*** Exercise inputs Section Begins ***

PR #1002, opened 2026-09-15
feat(aspect): send builds to Aspect Cloud from CI

joshcbarnes:
Connects this repo's builds to Aspect Cloud's remote cache and BES, so invocations appear in `app.aspect.build`.

### The gap this closes

This repo's CI runs on **stock GitHub Actions runners, not Aspect Workflows runners**. That matters more than it looks: the Aspect CLI wires BES from the environment (`ASPECT_WORKFLOWS_BES_BACKEND` and friends, set by a Workflows runner). None of those variables exist here, and nothing passed `--bes_backend` or `--remote`, so **the CLI tasks were uploading nowhere**.

Easy to miss, because the Aspect GitHub App's check runs travel a *different* path — the API, not BES. Status checks looked healthy on every PR while zero invocations reached the UI.

### `.aspect/bazelrc` (new)

Follows the pattern from aspect-build/aspect-cli#1442. Flags are grouped by the endpoint that justifies them, so a deployment with a cache but no BES gets the cache tuning and none of the BES tuning:

| Group | Presumes | Holds |
|---|---|---|
| `aspect-common` | nothing | `--heap_dump_on_oom`, `--experimental_repository_cache_hardlinks` |
| `aspect-cache` | a remote cache | `--remote_upload_local_results`, `--remote_accept_cached`, `--remote_timeout`, `--remote_retries`, `--grpc_keepalive_timeout` |
| `aspect-bes` | a BES backend | profile generation + enrichment, `--legacy_important_outputs`, `--remote_build_event_upload=all` |
| `aspect-execlog` | a writable `.aspect/generated` | `--execution_log_compact_file` |

`--config=aspect-cloud` chains the first three and adds the endpoints plus the `aspect` credential helper, scoped per host. Every line is `common:<config>`-scoped, so the file is **inert until named** — a fresh clone builds exactly as before.

`aspect-execlog` is deliberately *not* in `aspect-cloud`. Its path is `%workspace%`-relative and Bazel will not create the parent directory, so folding it back in breaks all 26 example workspaces. Only the root workspace names it.

`.bazelrc` gains `try-import %workspace%/.aspect/bazelrc` at the top, so the repo's own lines override.

### One mechanism, every job

`.aspect/config.axl` can only ever cover `aspect-test`: it is read by the Aspect CLI alone *and* is per-workspace, so it reaches neither the vanilla-`bazel` jobs nor the CLI jobs that run in `examples/*`. The repo's `.bazelrc` has the same workspace limit. The one location indifferent to both axes is the **user** bazelrc, `$HOME/.bazelrc`, which every `bazel` process on the runner reads regardless of directory — and which the Aspect CLI also re-injects into the Bazel it spawns (verified on the `test`, `format` and `lint` tasks).

So a single composite action, `.github/actions/aspect-cloud/`, writes that file and every job family uses it. `config.axl` keeps only `--config=aspect-execlog`, which is genuinely workspace-bound: its path is `%workspace%`-relative and only the root workspace has `.aspect/generated`.

This matters beyond tidiness. While the two routes derived metadata separately they disagreed about which commit a build was for — the CLI route reported the PR's merge commit, the vanilla route the real head — so one run produced builds attributed to two different SHAs. With one source they agree:

```
aspect-test:  COMMIT_SHA=8bb88722…  COMMIT_AUTHOR_EMAIL=josh@aspect.build  BUILD_USER=joshcbarnes
test:         COMMIT_SHA=8bb88722…  COMMIT_AUTHOR_EMAIL=josh@aspect.build  BUILD_USER=joshcbarnes
```

The action emits the `--build_metadata=` keys `get_build_metadata_flags` derives, plus `BUILD_USER`, `BUILD_HOST` and `COMMIT_TAG`, and runs `setup-aspect` so `aspect` is on PATH for the credential helper.

On a pull request it resolves metadata against `github.event.pull_request.head.sha` rather than `HEAD`. `actions/checkout` leaves HEAD on GitHub's synthetic merge commit, so without this every PR build in the UI is titled `Merge <sha> into <sha>` and attributed to the merge's author. The head commit is not in the shallow clone, so it is fetched at depth 1 when absent, falling back to HEAD if that fails.

It also runs `setup-aspect`, since `--credential_helper=cache.aspect.build=aspect` needs `aspect` on PATH and three of those jobs only installed Bazel.

### Which tenant

The org-level `ASPECT_API_TOKEN` authenticates as a tenant the OSS team cannot see, which is why uploads succeeded while the UI stayed empty. CI now uses `ASPECT_OSS_API_TOKEN`, with no fallback — a fallback would silently re-route builds to the invisible tenant whenever the new secret is missing.

### Coverage

| Job | Covered | Route |
|---|---|---|
| `aspect-test` | yes | `config.axl` |
| `format`, `lint`, `test` | yes | composite action |
| `format-aspect-cli`, `lint-aspect-cli` | yes | composite action |
| `integration-test` | **no**, deliberately | see below |

`integration-test` was wired and then backed out: with the remote cache enabled, `integration-test (examples/scala)` fails reproducibly. `aspect lint` reports `✅ Passed · No findings` while scalafix itself prints `src/App.scala:1: warning: Unused import`, so the lint reports reach the CLI empty. It passes on `main` in every recent run, so this is a real interaction and not a flake. Root cause is not yet established — the obvious suspect, `--remote_download_outputs=minimal` from that example's `common:ci`, is ruled out (the spawned command line carries neither `--config=ci` nor that flag). That job is byte-identical to `main` in this PR.

### Notes for review

- **Gated on `ASPECT_HAS_API_TOKEN`, not on the token itself.** `ASPECT_API_TOKEN` in the environment overrides the short-lived JWT `setup-aspect` stores, so every `aspect get` redoes the token exchange — that produced 171 credential-helper timeouts over 20 minutes before it was removed. The workflow exports only whether the secret exists. Fork PRs get no secrets, so both routes no-op and those builds are unchanged.
- **`setup-aspect`'s launcher install is deliberately ungated.** `integration-test`'s bats fixtures call `aspect lint`, so the binary must exist even without a token. Only the login is conditional.
- **Its three caches are turned off.** `setup-aspect` defaults `bazelisk-cache`, `disk-cache` and `repository-cache` on while `setup-bazel` defaults them off, so wrapping it would have silently enabled three Actions caches across 48 legs in jobs that previously cached nothing. The remote cache supersedes them — setup-aspect itself ignores them on Workflows runners for that reason.
- **`--experimental_profile_include_target_configuration` is omitted** from `aspect-bes`: Bazel 8+, and `.bazelversion` is 7.6.0; with it in, every build fails on `Unrecognized option`.
- **`BUILD_USER`, `BUILD_HOST` and `COMMIT_TAG` are added by hand** on both routes. `get_build_metadata_flags` leaves them to Bazel's workspace status, which this repo never sets — so `BUILD_USER` would default to Bazel's `whoami`, i.e. `runner`. `BUILD_HOST` uses `RUNNER_NAME`: axl exposes no hostname API, and shelling out on every CLI invocation for a marginal field is a bad trade, so both routes use the same source.
- **`@aspect//lib/build_metadata.axl`**, not `@aspect//bazel/...` as in aspect-cli — the stdlib moved, and this repo pins `2026.25.20`. A version bump will need that path updated.
- **`release.yml` is deliberately untouched.** Routing a tagged release through a remote cache means an Aspect outage can block cutting a release. Happy to wire it if reviewers want that tradeoff.
- Also drops `repository-cache: ${{ inputs.mount_bazel_caches }}` from the `test` job — this workflow has no such input, so it has always evaluated to empty.

### Test plan

Confirmed on CI, not just locally:

- All three `aspect-test` legs uploaded with full metadata — `REPO_URL`, `REPO_OWNER`, `REPO_NAME`, `USER`, `BUILD_URL`, `BRANCH_NAME`, `PR_NUMBER`, `PR_SOURCE_BRANCH_NAME`, `PR_TARGET_BRANCH_NAME` and the commit set — e.g. `app.aspect.build/i/2bcbcc6b-9bb1-4380-8640-4005bff52d94`.
- Credential helper measured at 167ms / 13ms, exit 0, for `cache.aspect.build` and `bes.aspect.build`.
- `.aspect/bazelrc` verified inert with no `--config` named.

The vanilla-`bazel` route is being exercised for the first time on this PR's latest run; the four newly-wired jobs are the confirmation.


jbedard (approved):

.github/actions/aspect-cloud/action.yaml
```diff
@@ -0,0 +1,94 @@
...
+          meta BUILD_USER "$GITHUB_ACTOR"
+          meta BUILD_HOST "${RUNNER_NAME:-}"
+          case "$GITHUB_REF" in refs/tags/*) meta COMMIT_TAG "${GITHUB_REF#refs/tags/}" ;; esac
+          if [ -n "$PR_NUMBER" ]; then
+            meta PR_NUMBER "$PR_NUMBER"
+            meta PR_ID "$PR_NUMBER"
+            meta PR_SOURCE_BRANCH_NAME "$GITHUB_HEAD_REF"
+            meta PR_TARGET_BRANCH_NAME "$GITHUB_BASE_REF"
+          fi
+        } >> "$HOME/.bazelrc"
```
jeffpignataro: Is there not a better way to handle this than a big `echo` statement in the `yaml`? Feels really awkward.

joshcbarnes: Yeah, I agree. I asked Jason for his thoughts, I think he asked you, and now it seems like the circle has been completed!

I'm open to opinions on how best to deal with this. These vars are needed in order for the UI to render well, and it's not the kind of data that belongs in an rc file. I'm currently thinking we make something like `aspect ci build-metadata` that prints the build-metadata flags?

jeffpignataro: > the circle has been completed!

Exactly.
https://media.tenor.com/Iyu3kiZCZEQAAAAe/the-circle.png

Greg just landed the `aspect setup` task group. I think `build-metadata` would make a lot of sense there. Then people could have the option of a simple workflow task. Context - https://github.com/aspect-build/aspect-cli/pull/1460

*** Exercise inputs Section Ends ***

Your objective
Return nothing but the lines from the top of the records above through the line that has "### The gap this closes". Keep each one exact.

Written response
PR #1002, opened 2026-09-15
feat(aspect): send builds to Aspect Cloud from CI

joshcbarnes:
Connects this repo's builds to Aspect Cloud's remote cache and BES, so invocations appear in `app.aspect.build`.

### The gap this closes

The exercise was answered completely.